Evidence of Coulomb liquid phase in few-electron droplets
Jashwanth Shaju, Elina Pavlovska, Ralfs Suba, Junliang Wang, Seddik Ouacel, Thomas Vasselon, Matteo Aluffi, Lucas Mazzella, Clément Geffroy, Arne Ludwig, Andreas D. Wieck, Matias Urdampilleta, Christopher Bäuerle, Vyacheslavs Kashcheyevs, Hermann Sellier
TL;DR
This work demonstrates an on-chip electron collider that forms few-electron droplets and reveals emergent collective behaviour characteristic of a strongly correlated Coulomb liquid. By harnessing SAW-driven transport through a Y-junction and performing high-order multivariate cumulant analyses up to $N=5$, the authors uncover universal, interaction-dominated partitioning signatures that align with a single collective variable. An effective Ising model on a complete graph captures the gas–liquid crossover in the droplet, supporting a thermodynamic interpretation of the observed correlations, while microscopic Coulomb-plasma simulations corroborate the finite-size scaling and temperature estimates.
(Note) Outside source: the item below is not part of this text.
PR #1892, opened 2026-08-20
feat(detekt): ban collectAsState, snackbars, and CyclomaticComplexMethod suppressions

ksharma-xyz:
## What

Adds three more custom detekt rules on top of the ratchet from the parent PR:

Overall, the study provides a controllable platform to probe confinement–interaction physics and engineered collective states in mesoscopic electronic systems.
Abstract
Emergence of universal collective behaviour from interactions within a sufficiently large group of elementary constituents is a fundamental scientific paradigm. In physics, correlations in fluctuating microscopic observables can provide key information about collective states of matter such as deconfined quark-gluon plasma in heavy-ion collisions or expanding quantum degenerate gases. Mesoscopic colliders, through shot-noise measurements, have provided smoking-gun evidence on the nature of exotic electronic excitations such as fractional charges, levitons and anyon statistics. Yet, bridging the gap between two-particle collisions and the emergence of collectivity as the number of interacting particles increases remains a challenging task at the microscopic level. Here we demonstrate all-body correlations in the partitioning of electron droplets containing up to N = 5 electrons, driven by a moving potential well through a Y-junction in a semiconductor device. Analyzing the partitioning data using high-order multivariate cumulants and finite-size scaling towards the thermodynamic limit reveals distinctive fingerprints of a strongly-correlated Coulomb liquid. These fingerprints agree well with a universal limit where the partitioning of a droplet is predicted by a single collective variable. Our electron-droplet collider provides critical insight into the interplay of confinement and interaction effects in small electron systems and highlights a new way to study engineered states of matter.